Researchers at Leibniz Universität Hannover in Germany have recently developed quantum machine-learning algorithms that can be used to denoise quantum data. These algorithms could help to produce more reliable data using quantum clocks or other measurement tools based on entangled quantum states.
Just like traditional machine-learning algorithms, quantum machine-learning algorithms depend on a series of variational parameters that need to be optimized before an algorithm can be used to analyze data. To learn the correct parameters, the algorithm needs first to be trained on data related to the task it is designed to complete (e.g., pattern recognition, image classification, etc.).
As an initial step in their research, the team optimized their algorithms, training them to effectively denoise quantum data. As denoised reference states are hard to obtain or unavailable experimentally, the researchers used a trick that is often used when optimizing classical autoencoders, which are a type of unsupervised machine-learning algorithms.

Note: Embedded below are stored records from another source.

PR #512, opened 2026-09-19
fix(skills): dedup skill discovery when skills.path points inside skills/ (#481)

### LINKED ISSUE #481: forge build + runtime double-count a skill when skills.path points inside the skills/ tree
## Summary

When `forge.yaml` sets `skills.path` to a file that already lives inside the scanned `skills/` tree (e.g. `skills/<name>/SKILL.md`), that skill is processed **twice** — once because it is named by `skills.path`, and once because the `skills/*/SKILL.md` glob finds it. There is no dedup between the two, so every consumer that counts/lists the raw discovered set doubles the skill.

Confirmed against source in **v0.19.0** and current `main` (the code is identical in both).

## Reproduction

In a repo with exactly one skill at `skills/<name>/SKILL.md`, set in `forge.yaml`:

```yaml
skills:
    path: skills/<name>/SKILL.md
```

Run `forge build` and inspect `build-manifest.json`:

- **With `skills.path` set** → `skills_count: 2` (wrong; there is one skill).
- **Comment out the `skills:` block** → `skills_count: 1` (correct).

## Root cause

Both the build stage and the runtime discovery do "glob the `skills/` tree **and also** append `skills.path`" with **no dedup**.

**Build side — `forge-cli/build/skills_stage.go` (`SkillsStage.Execute`):**
- L24–40: if `bc.Config.Skills.Path` names an existing file, it is parsed into `entries` as the "root skills file".
- L42–50: it then **always** scans `skills/*/SKILL.md` via `scanSkillsSubDir` and **appends** the results to `entries` — no dedup.
- L87: `bc.SkillsCount = len(entries)`.

When `skills.path` points inside `skills/`, the same `SKILL.md` is in `entries` twice → `skills_count` doubles. When `skills.path` is unset it defaults to `WorkDir/SKILL.md`, which usually doesn't exist for a `skills/<name>/` layout, so only the scan runs → count is correct. This exactly matches the repro.

**Runtime side — `forge-cli/runtime/runner.go` (`discoverSkillFiles`, ~L3767 on `main` / L3520 in v0.19.0):**
```go
matches, _ := filepath.Glob(filepath.Join(skillsDir, "*.md"))
subDirMatches, _ := filepath.Glob(filepath.Join(skillsDir, "*", "SKILL.md"))
matches = append(matches, subDirMatches...)
mainSkill := "SKILL.md"
if r.cfg.Config.Skills.Path != "" { mainSkill = r.cfg.Config.Skills.Path }
// ...make absolute...
if info, err := os.Stat(mainSkill); err == nil && !info.IsDir() {
    matches = append(matches, mainSkill)   // <-- re-adds a path the glob already returned
}
```
`matches` therefore contains the identical absolute path twice whenever `skills.path` sits inside `skills/`.

## Scope — what is and isn't affected (pinning down severity)

This is **not** limited to build-manifest metadata. Consumers that dedup by skill name are fine; consumers that process the raw discovered set double.

**Affected (double):**
- ❌ `build-manifest.json` `skills_count` — `skills_stage.go` (the reported symptom).
- ❌ **Runtime system-prompt skill catalog** — `runner.buildSkillCatalog()` iterates `discoverSkillFiles()` with **no dedup** (one catalog line per match), and its output is appended to the agent's system prompt (`runner.go:4068`, `base += "\n\n" + catalog`). So the skill is listed **twice** in the live agent's "Available Skills" section every run — wasted prompt tokens and a confusing duplicate the model sees. This is the more functionally-relevant impact and was not in the original report.
- ❌ `validateSkillRequirements` (`runner.go:~4280`) aggregates the same skill's requirements twice (mostly benign, but worth including in the fix).

**Not affected (correct):**
- ✅ `agent.json` / A2A `skills` array — the agent-card mapping in `forge-core/runtime/agentcard_skills.go` (L39–52) **dedups by skill name** (case-insensitive). So the published agent card does **not** duplicate the entry. (This answers the open question in the report.)

Note on the reported workaround: removing `skills.path` works because the skill is already found by the `skills/*/SKILL.md` glob — so `skills.path` adds nothing to *discovery*, but keeping it does cause the doubling above. It isn't a true no-op field; it re-adds an already-discovered file.

## Suggested fix

Dedup at the source (by cleaned absolute path) so the "`skills.path` already inside `skills/`" case can't double, in **both** places:
- `runner.discoverSkillFiles()` — dedup `matches` (e.g. a `seen` set on `filepath.Clean(absPath)`) before returning, and/or skip appending `mainSkill` when it is already under `skills/`.
- `SkillsStage.Execute` — skip the root-path parse when `skills.path` resolves inside the `skills/` tree already covered by `scanSkillsSubDir` (or dedup `entries` by resolved path).

A single source-level dedup corrects every consumer (manifest count, prompt catalog, requirements aggregation) at once. Add a regression test for `skills.path: skills/<name>/SKILL.md` asserting `skills_count == 1` and one catalog line.

## Severity

MEDIUM. Bounded to configs where `skills.path` points inside `skills/`; no crash, no security impact, and the A2A agent card is correct. But it mis-reports `skills_count` **and** duplicates the skill in the live agent's system prompt, so it's more than cosmetic metadata.

## Affected versions

v0.19.0 (confirmed, per the report and source) and current `main` (identical code).

initializ-mk:
Closes #481.

## Problem
When `skills.path` names a file already inside the scanned `skills/` tree (e.g. `skills/<name>/SKILL.md`), the skill is processed **twice** — once because it's named by `skills.path`, once because the `skills/*/SKILL.md` glob finds it — with no dedup. Impact:
- `build-manifest.json` `skills_count` doubles (the reported symptom).
- The **live agent's system-prompt skill catalog** lists the skill twice every run (wasted tokens + a duplicate the model sees) — the more functionally-relevant impact.
- Requirements aggregation counts it twice (benign).

The A2A agent card already dedups by name and is **not** affected.

## Fix — dedup at both discovery sites
- **runtime** `discoverSkillFiles()`: dedup the discovered `matches` by resolved absolute path (`dedupResolvedPaths`, order-preserving). Handles both the subdir (`skills/x/SKILL.md`) and flat (`skills/x.md`) collision.
- **build** `SkillsStage.Execute`: skip the root-file parse when `skills.path` is a `skills/<name>/SKILL.md` that `scanSkillsSubDir` already discovers (`coveredBySkillsScan`). Precise to that shape, so a flat `skills.path` (e.g. a genuinely-separate root file) is unaffected.

## Tests
- `TestSkillsStage_PathInsideSkillsTreeNotDoubled` — `skills.path: skills/weather/SKILL.md` → `SkillsCount == 1` (was 2).
- `TestDiscoverSkillFiles_DedupsSkillsPathInsideTree` — the same file is returned once, for both a relative and an absolute `skills.path`.
- Existing `TestDiscoverSkillFiles` (3 distinct files) and `TestSkillsStage_*` unchanged.

All three modules build, tests pass, `golangci-lint` clean.


forge-cli/runtime/runner.go
```diff
@@ -3783,7 +3783,32 @@ func (r *Runner) discoverSkillFiles() []string {
 		matches = append(matches, mainSkill)
 	}
 
-	return matches
+	// Dedup by resolved path. skills.path may name a file the skills/ globs
+	// already found (e.g. skills.path: skills/x/SKILL.md, or a flat
+	// skills/x.md) — without this the same skill is listed twice in the live
+	// agent's system-prompt catalog and its requirements aggregated twice
+	// (#481). Order-preserving so the first discovery wins.
+	return dedupResolvedPaths(matches)
```
initializ-mk, line 3795: **Design note (non-blocking):** first-wins here (order is flat→subdir→mainSkill) means an inside-`skills/` `skills.path` is kept as its `skills/`-tree occurrence and the `skills.path` duplicate is dropped — i.e. it's treated as a regular subdir skill, not the synthesized-instructional "main" skill. The build side resolves the same way (`coveredBySkillsScan` skips the root parse), so the two sites agree. That's the sensible reading for a file living under `skills/<name>/`; just calling out that the collision is deliberately resolved in favor of the `skills/`-tree representation rather than "root wins."

initializ-mk (commented):
## Self-review — verified against source (head `3b61611`) ✅

Reviewed the diff against the branch. This correctly fixes #481 at both discovery sites I identified when triaging the bug; posting as a COMMENT (own PR).

**Correctness confirmed:**
- **Runtime `dedupResolvedPaths`** — every `matches` entry shares the same `WorkDir` base (flat glob, subdir glob, and non-absolute `skills.path` all via `filepath.Join(WorkDir, …)`), so the collision case dedupes even by raw string; `filepath.Abs` is exactly what normalizes an *absolute* `skills.path` against the WorkDir-relative glob results. Order flat→subdir→mainSkill means first-wins drops the `skills.path` duplicate.
- **Build `coveredBySkillsScan`** — precise to the `skills/<name>/SKILL.md` shape (`Base=="SKILL.md"` && grandparent == `skills/`). A flat root `SKILL.md`, a custom-folder skill, and a flat `skills/x.md` all return false → still parsed. No over-matching, and the surviving `TestSkillsStage_CustomPath` guards the outside-`skills/` case.
- Fixes the manifest `skills_count`, the runtime system-prompt catalog (the more impactful symptom), and the requirements aggregation as a bonus. A2A card correctly unaffected (dedups by name already).
- Tests are genuine — `TestDiscoverSkillFiles_DedupsSkillsPathInsideTree` covers **both** relative and absolute `skills.path`; `TestSkillsStage_PathInsideSkillsTreeNotDoubled` asserts `SkillsCount == 1`.

One design note inline below (non-blocking). CI green except Test (finishing).

initializ-mk:
Thanks — the inline note was a non-blocking design observation, not a defect, so no behavior change. I've recorded the deliberate resolution in the code comment (`559e81c`) so it's explicit for future readers: the `skills.path`-inside-`skills/` collision is resolved **first-wins toward the `skills/`-tree occurrence** (the file is treated as a regular subdir skill, its `skills.path` duplicate dropped), and the build side resolves it identically via `coveredBySkillsScan`. Comment-only.

initializ-mk (commented):
## Re-review — commit `559e81c7` ✅ note addressed

Verified against source. The design note is resolved.

- **Comment-only change, no logic touched** — the `discoverSkillFiles` comment now records the deliberate collision resolution: order is flat → subdir → mainSkill (first-wins), so an inside-`skills/` `skills.path` is kept as its `skills/`-tree occurrence and its duplicate dropped (treated as a regular subdir skill), and the build side agrees via `coveredBySkillsScan` skipping the root parse. That's exactly the intent I asked to make explicit.
- No behavioral impact; the fix logic (runtime `dedupResolvedPaths` + build `coveredBySkillsScan`) and its tests are unchanged from the reviewed head.

CI green except Test (finishing, no failures).

**Verdict: note resolved — LGTM.** #512 fully fixes #481 (manifest count + runtime prompt catalog + requirements aggregation; A2A card already deduped). Needs a second reviewer to merge (own PR).

PR #477, opened 2026-09-18
feat(cli): interactive forge surface — bare `forge` builder + Claude Code launcher

initializ-mk:
## What

Running `forge` with **no subcommand** now opens an interactive surface — "Claude Code, but for building Forge agents." It greets the user with the FORGE logo + capability highlights, then a chooser:

**Code with → Claude Code · forge (native)**

### Claude Code path
- Registers a **durable stdio forge MCP server** with Claude Code: `claude mcp add --scope user forge -- forge mcp-serve`. User scope means the tools **survive a direct `claude` resume** (the same way the optimizer keeps `context_expand` alive).
- Exposes **`forge_docs`** (intent-routed knowledge from the embedded forge skills) + **structured forge-ops** (`forge_scaffold`, `forge_validate`, `forge_build`, `forge_run`, `forge_add_channel`, `forge_add_skill`, `forge_import_skill`, `forge_skills_list`, `forge_mcp_list`) + a generic **`forge_cli`** passthrough.
- Optional **optimizer** (second prompt, opt-in): routes Claude Code through the forge optimizer for cache-safe reversible compression + episodic/procedural memory. Uses **in-band expansion** so there is exactly **one** MCP server; **adopts** an already-running optimizer instead of starting a second one.

### forge native path
- Forge's own **in-process agent loop** (no `forge.yaml` required — the dir may be empty; the point is to create one), with file/search/**shell**/forge-ops/`forge_docs` tools, a builder-and-advisor persona, and **per-turn intent-routed knowledge injection** (once per topic per session). Replies render as terminal markdown.
- Automatic fallback when `claude` isn't installed.

All existing subcommands are unaffected (`forge run`, `forge build`, `forge --help`, …); bare `forge` uses `rootCmd.RunE` with `cobra.NoArgs` so mistyped subcommands still error.

## Keeping in sync
- Knowledge is embedded from `.claude/skills/forge.md` + `forge-skill-builder.md`, refreshed via **`make sync-knowledge`** and guarded by a drift test (`TestEmbeddedKnowledgeInSync`) that fails CI if the source changed without a re-sync.
- The **`forge_cli`** passthrough means any *new* forge capability is reachable the moment it ships — no new wrapper needed; the specific `forge_*` tools are ergonomic shortcuts.

## Notable files
- `cmd/surface.go` — chooser, Claude launcher (durable MCP registration + optimizer reentrancy), native REPL
- `cmd/mcp_serve.go` — hidden `forge mcp-serve` (stdio MCP server)
[...]

PR #513, opened 2026-09-19
feat(cli): generate initializ-deploy.yaml from the forge surface (all agent types)

initializ-mk:
## What

Extends the interactive `forge` surface (PR #477) to **connect with the initializ platform**: **investigate** the project, **confirm** the agent type with the user, then **generate** a valid `initializ-deploy.yaml` — for **every agent type**, from **both** the Claude Code MCP path and the native forge agent.

**Generation only** — the surface produces the manifest; the operator deploys it via the `initializ` CLI.

## Workflow: detect → confirm → generate

- **`initializ_detect_agent`** — investigates the current directory to infer the type:
  - `forge.yaml` present → **forge**
  - Claude Agent SDK / Strands dependency in `package.json` → **claude-agent** / **strands**, language **node**
  - `claude-agent-sdk` / `anthropic` / `strands` in `requirements.txt` or `pyproject.toml` → language **python**
  
  It reports the finding + evidence and instructs the agent to **confirm the type (and node/python) with the user before generating**. `forge.yaml` wins over deps; unknown projects fall through to an explicit ask. The system prompt and the `initializ-deploy` knowledge topic spell out the detect → confirm → generate order.

- **`initializ_deploy_generate`** — renders (and by default writes) a valid `initializ-deploy.yaml`, mirroring the platform's `deployspec.Validate()`:
  - **forge** — reads `forge.yaml`; **always A2A** (auto-wired), so the spec omits `model`/`expose`/`a2a`/`http`; `name` optional.
  - **claude-agent** & **strands** — require `name` + `model.provider` (`anthropic`|`openai`) and pick **one exposure** via `expose`: **`a2a`** (default; optional `a2a_port`/`a2a_name`/`a2a_description`/`a2a_auth`) or **`http`** (a plain invoke endpoint: `http_path`, `http_method` default POST, optional `http_input` JSON-Schema). Mutually exclusive.
  - Plus `model_name`, `image`, `workspace`, `env` (`${VAR}`/`secret`/`optional`), `egress_domains`, `replicas`.

langchain / google-adk are planned. No deploy/exec tool is exposed.

## Knowledge

Embedded **`knowledge/initializ-deploy.md`** (detection + agent types + the two exposure modes + examples + deploy workflow) — surfaced as the **`forge_docs` "initializ-deploy" topic** + search index + native intent routing. System prompt gained a detect→confirm→generate section.

## Verified against the real schema

Generated forge / claude-agent (a2a + default) / strands (http invoke, with input schema) specs run through the **actual `deployspec.Load`/`Validate`** in cli-next — **all VALID**. Detection verified live via `mcp-serve` (claude/node, strands/python, forge, unknown, forge-wins-over-deps).

## Testing

- `go test ./...` — 19 packages pass. `golangci-lint` v2.10.1 (all modules) — **0 issues**. `gofmt` clean.
- Unit tests: detection (forge / claude-node / claude-python / strands-python / initializ-pointer / unknown / forge-wins), a2a + http generation, managed default-to-a2a, 15 validation-error cases, `write:false`, topic render + search, MCPToolset membership (asserts no deploy passthrough).

## Notes for reviewers

- Generation only, by request — no `initializ` CLI passthrough.
- node vs python is used to confirm understanding; it doesn't change `agent.type` (the governed image determines the runtime).
- Emits the **`Spec` YAML** the user authors (not the `api.DeployRequest` wire DTO).
- `initializ-deploy.md` is hand-authored from cli-next (a different module forge can't import), so it's outside `make sync-knowledge`; rules cross-checked against `deployspec.Validate()`.
- Base: `main`.


forge-cli/internal/surface/initializ.go
```diff
@@ -0,0 +1,542 @@
...
+		default: // "a2a" — Agent2Agent exposure
+			b.WriteString("\na2a:\n  enabled: true\n")
+			if a.A2APort != 0 {
+				fmt.Fprintf(&b, "  port: %d\n", a.A2APort)
+			}
+			if n := strings.TrimSpace(a.A2AName); n != "" {
+				fmt.Fprintf(&b, "  name: %s\n", n)
+			}
+			if d := strings.TrimSpace(a.A2ADescription); d != "" {
+				fmt.Fprintf(&b, "  description: %s\n", d)
```
initializ-mk: **MEDIUM (correctness + mild injection): unescaped YAML scalar interpolation.** This (and the other `fmt.Fprintf("  key: %s\n", val)` sites — `model_name`, `workspace`, `image`, `env[].value`, `egress_domains`, `a2a_name`, and the `http_path` tail) writes free-text values into YAML without quoting/escaping. The enum-validated fields (name/provider/type) are safe; these are not.\n\n- **Common trigger:** `a2a_description` = `Handles requests: weather, sports` → `  description: Handles requests: weather, sports` — a plain YAML scalar can't contain `": "`, so the manifest is invalid/misparsed. `#` or a leading indicator char break it too.\n- **Injection:** a value with a newline injects arbitrary sibling keys (could add/override deploy fields). Human review + `deployspec.Validate()` limit impact, but a silently-mutated manifest is a real risk.\n- No test exercises a value with `:` / newline / `#`.\n\nRecommend quoting scalars (or marshalling via `yaml.v3`) rather than string-building; at minimum reject newlines.

forge-cli/internal/surface/initializ.go
```diff
@@ -0,0 +1,542 @@
...
+			return "http", nil
+		}
+		return "a2a", nil // default exposure for managed runtimes
+	default:
+		return "", fmt.Errorf("unsupported expose %q (want \"a2a\" or \"http\")", a.Expose)
+	}
+}
+
+// GenerateInitializDeploy renders a valid initializ-deploy.yaml for the given
+// args, enforcing the same invariants as the platform's deployspec.Validate().
```
initializ-mk: **LOW (optional):** these invariants mirror `deployspec.Validate()` by hand, and cli-next can't be imported, so there's no compile-time link — the rules can drift if the platform's validator changes (same class as the knowledge doc being outside `make sync-knowledge`). A comment pinning which `deployspec` version was cross-checked, or a contract test, would make drift detectable.

forge-cli/internal/surface/initializ.go
```diff
@@ -0,0 +1,542 @@
...
+		return "", fmt.Errorf("initializ_deploy_generate: %w", err)
+	}
+	write := a.Write == nil || *a.Write
+	if !write {
+		return yaml, nil
+	}
+	// safeJoin confines dir to the workspace (filepath.IsLocal barrier); the
+	// filename is a constant, so the write target can't escape it.
+	path := filepath.Join(safeJoin(o.base, a.Dir), "initializ-deploy.yaml")
+	if err := os.WriteFile(path, []byte(yaml), 0o644); err != nil { //nolint:gosec // user-authored deploy manifest, not a secret
```
initializ-mk, line 509: **LOW (optional):** writes default-on and overwrite an existing `initializ-deploy.yaml` with no existence check, so a hand-edited manifest is clobbered silently. Generation overwriting is a reasonable default, but a note in the return string when replacing an existing file (or a `force` flag) would avoid surprise.

initializ-mk (commented):
## Self-review — verified against source (head `851ada7`) ✅ one should-fix

Reviewed the generation + detection logic and the wiring. Solid overall; posting as a COMMENT (own PR) with one YAML-escaping finding worth addressing and two optional notes.

**Verified good:**
- **File I/O confinement** — `safeJoin` (`filepath.IsLocal`) gates both the detect reads and the generate write; the write filename is a constant, so the agent-controlled `dir` can't traverse out. Same barrier the existing forge-ops tools use.
- **Generation-only** — `MCPToolset` adds detect + generate only; no deploy/exec passthrough.
- **Validation** — enum/structural checks are thorough (provider, expose a2a/http mutual exclusion, auth, http_method, http_path `/`-prefix + `//`/`/\` rejection, DNS-1123 name; forge correctly rejects provider/expose/a2a/http).
- **Router** — `initializ-deploy` aliases avoid bare "deploy", so no collision with `build-deploy`.

**MEDIUM (correctness + mild injection):** unescaped YAML scalar interpolation — see inline. Common inputs (a description containing `": "`) produce invalid YAML; a newline injects sibling keys. Not covered by tests.

Two LOW/optional notes inline.

initializ-mk:
Addressed the review (head is now updated).

**MEDIUM — unescaped YAML scalar interpolation — FIXED.** Added `yamlScalar`/`needsYAMLQuote` and applied them to every free-text value (`name`, `workspace`, `image`, `model_name`, `a2a_name`, `a2a_description`, `http_path`, `env[].name`/`value`, `egress_domains`). Values that aren't a safe plain scalar (contain `: `, a trailing `:`, ` #`, a leading YAML indicator, leading/trailing space, a newline/tab, or a YAML keyword like `true`) are emitted as a double-quoted JSON scalar (valid YAML). Enum/int fields stay plain. `${VAR}` and `image:tag` stay unquoted (they're safe plain scalars), matching the examples. Verified end-to-end: a spec with `a2a_description: "Reviews PRs: correctness, style # notes"` and an env value `"a ${X}: b"` now parses **VALID** through the real `deployspec.Load` (previously the `": "` would have produced invalid YAML). New tests: `TestNeedsYAMLQuote`, `TestGenerateEscapesFreeText`.

**LOW — hand-mirrored validation may drift from `deployspec.Validate()` — noted.** Added a comment on `GenerateInitializDeploy` pinning the cross-check ("cross-checked against initializ cli-next internal/deployspec, 2026-09").

**LOW — silent overwrite of an existing manifest — improved.** The write now checks for an existing file and the return message says **"Replaced existing …"** vs "Wrote …", so a clobber isn't silent.

**CodeQL (path-injection ×2, bad-redirect) — resolved.** The `safeJoin` → `filepath.IsLocal` barrier + the `http_path` second-position (`//` / `/\`) rejection cleared them; the open-alerts query now returns none for these files (the inline bot comments were from the pre-fix commit).

`golangci-lint` v2.10.1 (all modules) = 0 issues; 19 packages pass; gofmt clean.

forge-cli/internal/surface/initializ.go
```diff
@@ -0,0 +1,582 @@
...
+	}
+	if strings.Contains(s, ": ") || strings.HasSuffix(s, ":") || strings.Contains(s, " #") {
+		return true
+	}
+	switch s[0] { // leading YAML indicator characters
+	case '!', '&', '*', '[', ']', '{', '}', '#', '|', '>', '@', '`', '"', '\'', '%', ',', '?', ':', '-', ' ':
+		return true
+	}
+	switch strings.ToLower(s) { // words YAML would parse as non-string
+	case "true", "false", "null", "yes", "no", "on", "off", "~":
```
initializ-mk, line 245: **Requesting change:** this catches bool/null words but not **numeric-looking** scalars. A value that is a valid YAML number is emitted unquoted and parses as a number, not a string:\n\n- `env` value `8080` (a port — very common) → `value: 8080` → YAML int → fails a string unmarshal in `deployspec` env handling.\n- Same for a numeric `model_name`/`a2a_description`/`workspace` (e.g. `24`, `1.5`), which would silently become a number.\n\nPlease also return true when `s` matches a YAML number (int/float, incl. leading `+`/`-`/`.` and forms like `1e3`, `0x…`, `0o…`). A pragmatic guard: `strconv.ParseFloat`/`ParseInt` success, or a regex for the YAML 1.1 number forms. `TestNeedsYAMLQuote` should gain an `8080` / `1.5` case in the must-quote list.

initializ-mk (commented):
## Re-review — commit `038880dc`: original findings resolved, **requesting one change**

The three findings from the prior review are all resolved:
- **MEDIUM (YAML escaping)** — `yamlScalar`/`needsYAMLQuote` (quote via `json.Marshal`) applied to every free-text site; `TestNeedsYAMLQuote` + generation tests now cover `": "`, newline, indicators, and bool words. ✅
- **LOW (deployspec drift)** — version/date pinned in the comment. ✅
- **LOW (silent overwrite)** — now reports "Replaced existing". ✅

**Requesting one change** (a residual in the new `needsYAMLQuote`, inline below): numeric-looking scalars aren't quoted, so a common env value like `8080` emits as `value: 8080` and parses as a YAML int — which fails a string unmarshal on the platform. Please fold in a numeric-scalar check before this goes in.

(Own PR, so posted as a COMMENT — GitHub blocks a formal REQUEST_CHANGES here — but treat the inline item as a requested change, not optional.)

initializ-mk:
Addressed the requested change in the latest push.

**Numeric-looking scalars now quoted.** `needsYAMLQuote` now also returns true when the value parses as a YAML number — `strconv.ParseInt(s, 0, 64)` (decimal / 0x / 0o / 0b / underscores / sign) or `strconv.ParseFloat(s, 64)` (`1.5`, `.5`, `1e3`). So an env value `8080`, or a numeric `model_name`/`a2a_description`/`workspace`, is emitted quoted and stays a string.

- `TestNeedsYAMLQuote` gained `8080`, `1.5`, `-5`, `1e3`, `0x1A`, `1_000` to the must-quote list (safe plain values like `claude-sonnet-4-6`, `registry…:latest`, `${VAR}` still stay unquoted).
- Verified end-to-end: `env: [{name: PORT, value: "8080"}]` now emits `value: "8080"` and the real `deployspec.Load` parses `Env[0].Value == "8080"` (string, not int).

0 lint issues (golangci-lint v2.10.1, all modules); 19 packages pass; gofmt clean.

initializ-mk (commented):
## Re-review — commit `b04c0964` ✅ requested change resolved

Verified against source. The numeric-scalar change is fixed correctly and every prior finding is now resolved.

- **Requested change (numeric scalars) — done.** `needsYAMLQuote` now also quotes when `strconv.ParseInt(s, 0, 64)` or `strconv.ParseFloat(s, 64)` succeeds (base-0 covers decimal/`0x`/`0o`/`0b`/underscores/sign; float covers `1.5`/`.5`/`1e3`). So `env value: 8080` emits quoted and stays a string on the platform.
- **Tests — both directions.** Must-quote list gained `8080`, `1.5`, `-5`, `1e3`, `0x1A`, `1_000`; plain list confirms real values stay unquoted and valid (`registry…/x:latest`, `${OPENAI_API_KEY}`, `/invocations`, `claude-sonnet-4-6`). Spot-checked the tricky cases — all correct.

**Full recap of the review, all resolved:**
- MEDIUM — unescaped YAML scalar interpolation → `yamlScalar`/`needsYAMLQuote` (json.Marshal quoting) on every free-text site, now incl. numeric. ✅
- LOW — deployspec drift → version/date pinned. ✅
- LOW — silent overwrite → reports "Replaced existing". ✅

Also verified earlier: `safeJoin` confinement, generation-only (no deploy passthrough), thorough enum/structural validation, clean router wiring. CI 14/14 green.

**Verdict: all findings resolved — LGTM.** Needs a second reviewer to merge (own PR).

The researchers have carried out numerous simulations in which they produced noisy entangled quantum states. First, they used these ‘experimental’ outputs to optimize the variational parameters of the autoencoder. Once this training phase was complete, they were able to evaluate their autoencoders’ performance in denoising quantum measurements.
The algorithms require a quantum computer that can process the specific experimental output (i.e., quantum data). For instance, if a researcher is trying to use the autoencoders to denoise data based on trapped ions, but her quantum computer uses superconducting qubits, she will also need to use a technique that can map states from one physical platform to the other.
In the future, the quantum autoencoders developed by these two researchers could be used to improve the reliability of measurements collected using quantum-enhanced tools, particularly those using many-body entangled states. In addition, they could serve as interfaces between different quantum architectures. (Phys.org)
The paper has been published in Physical Review Letters.